Новая эмблема продолжает и подытоживает движение прежней эмблематической серии — тут уже не чаяние небесной жизни, но сами небеса; однако задним числом пришлось переосмыслить исходную фигуру — поначалу устремившая свои помыслы к небесам жена прочно стояла на шаре, теперь же эта позиция ее на шаре, от достигнутых уже небес, обесценена, фигура раздвоилась, и с этими двумя олицетворениями нестойкого и стойкого, земного и небесного лишь более косвенно отождествляется образ погребаемой матроны. Экзегеза продолжает еще и дальше: «Она знала, что нога, еще стоявшая на шаре, будет через смерть сдвинута с него и поставлена на нечто прочное. И тогда за прежним “nihil humile” — “ничего дурного и низкого” воспоследует “Omne laetabile”.
Пример из траурной речи Гофмана фон Гофмансвальдау показывает, как взаимодействуют мысль и эмблематический образ, — мысль, решившаяся положиться на такой образ с его устройством, и образ, который ведет мысль своими проторенными путями и направляет ее.
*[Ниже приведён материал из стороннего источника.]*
Issue #1693, opened 2019-11-26
Invalid volume label syntax with MinGW GCC 10


expnkx:
![image](https://user-images.githubusercontent.com/57303909/69611973-dfd9f580-0ffc-11ea-814f-b709f394166e.png)

jhasse:
Can you try with #1671?

jhasse:
Wait, no the problem seems to be `d/:`. No idea where that invalid volume label syntax comes from.

expnkx:
> Wait, no the problem seems to be `d/:`. No idea where that invalid volume label syntax comes from.

How to try #1671?
"Wait, no the problem seems to be d/:. No idea where that invalid volume label syntax comes from."
I do not know. I will upload my MinGW GCC and you can test it. It is so sad ninja is the only tool which can be used on windows for GCC, however, it breaks as well :(

jhasse:
Where did you download MinGW?

I'm using [MSYS2](http://www.msys2.org/) which works with mingw-w64 and Ninja.

expnkx:
> Where did you download MinGW?
> 
> I'm using [MSYS2](http://www.msys2.org/) which works with mingw-w64 and Ninja.

No. Your version is too old. Mine is GCC 10.0
https://bitbucket.org/ejsvifq_mabmip/mingw-gcc-mcfgthread-pacman/src/master/

expnkx:
![image](https://user-images.githubusercontent.com/57303909/69612705-427fc100-0ffe-11ea-8269-879e12ef48bb.png)

jhasse:
So it works with 9 but stops working with 10?

expnkx:
> So it works with 9 but stops working with 10?

Yes

expnkx:
I will upload a full version so you can test it. Just use cmake + ninja to build ninja and you will see the problem.

jhasse:
btw: You can try PRs by downloading the artifact. For #1671 that would be: https://github.com/ninja-build/ninja/runs/320687337

expnkx:
> btw: You can try PRs by downloading the artifact. For #1671 that would be: https://github.com/ninja-build/ninja/runs/320687337

No use

expnkx:
I have uploaded the latest version. You can unzip and try it.

https://bitbucket.org/ejsvifq_mabmip/mingw-gcc/src/master/

expnkx:
@jhasse @evmar Can you fix the problem??

jhasse:
[...]

PR #1774, opened 2020-05-07
bugfix: Process escaped colon in GCC depfiles. 

zero9178:
Since this commit https://github.com/gcc-mirror/gcc/commit/d7b6aee8cd346328b6f22fc415ffc28b9cf8a285 in GCC which has been included in the now released GCC 10 version, colons are escaped with backslashes just like hashtags https://github.com/gcc-mirror/gcc/blob/c7100843831147a034fe37d231c54ac53ceace45/libcpp/mkdeps.c#L158. This has lead to issues with GCC on Windows as colons are used in paths but would also lead to issues on other platforms if targets or file names contain colons. This patch fixes this issue using similar code as with hashtags. 

Fixes https://github.com/ninja-build/ninja/issues/1693


src/depfile_parser_test.cc
```diff
@@ -132,13 +132,10 @@ TEST_F(DepfileParserTest, Escapes) {
   // Put backslashes before a variety of characters, see which ones make
   // it through.
   string err;
-  EXPECT_TRUE(Parse(
-"\\!\\@\\#$$\\%\\^\\&\\[\\]\\\\:",
-      &err));
+  EXPECT_TRUE(Parse("\\!\\@\\#$$\\%\\^\\&\\[\\]\\\\::", &err));
```
jhasse, line 135: Hm ... why change this input? Maybe add another test instead.

src/depfile_parser_test.cc
```diff
@@ -132,13 +132,10 @@ TEST_F(DepfileParserTest, Escapes) {
...
   ASSERT_EQ("", err);
   ASSERT_EQ(1u, parser_.outs_.size());
-  EXPECT_EQ("\\!\\@#$\\%\\^\\&\\[\\]\\\\",
-            parser_.outs_[0].AsString());
+  EXPECT_EQ("\\!\\@#$\\%\\^\\&\\[\\]\\:", parser_.outs_[0].AsString());
```
jhasse, line 138: Can you keep this on 2 lines?

src/depfile_parser_test.cc
zero9178: I believed this test to be quite fitting as it's the only test I could find that deals with character contains. It also already tested for correct escaping of # which is treated the same way as : in the linked GCC source code.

Как кажется, характер зримости, какой предполагается эмблемой, проясняется здесь весьма конкретно, а также становится очевидной и та высокая степень сознательности, с которой приступает поэт к созданию-воссозданию эмблемы. Он берет эмблему как готовый «жанр», приспособляет уже готовый изобразительный сюжет к своим целям и затем, насколько можно судить, следует этому сюжету в его возможностях.
Такое поэтическое мышление посредством готовой эмблемы, которая затем со-мыслится в соответствии с тем, что заложено в ней, отличается от такого мышления, которое создает в тексте нечто эмблематическое.
Об одном сонете А.Грифиуса — «К миру» — М.Виндфур писал следующее: «В сонете “К миру” остается только поместить вместо двух катренов рисунок, изображающий истерзанный бурями корабль, входящий в спасительную гавань на фоне грозного моря. Надпись и терцеты можно сохранить, чуть заострив их. И наоборот, эмблема без больших трудов полностью претворяется в литературу» (Винд-фур, 1966, 95–96).
Вот этот сонет Грифиуса в близком к оригиналу условном переводе: «Мой испытавший немало бурь корабль, игрушка мрачных ветров, мяч среди дерзких волн, почти разорванный потоком, — он, пролетев от скалы к скале сквозь пену и песок, до времени прибывает в гавань, желанную моей душе. '
Нередко, когда среди ясного полдня нас настигала черная ночь и быстролетная молния дотла сжигала паруса, — как часто терял я направление и путал север с югом! Как износились бушприт, мачта, руль, шверт и киль!
Сходи на землю, дух усталый, сходи! Мы прибыли. Что, страшит тебя гавань? — ныне освободишься от всех уз, от страха, от мучительной тоски, от нестерпимой боли.
Прощай, проклятый мир, о море, полное неукротимых бурь! Здравствуй, родина, блюдущая неизменный покой под защитой и охраной и в мире, ты, вечно светлый дворец!» (Грифиус, 1968, 9—10).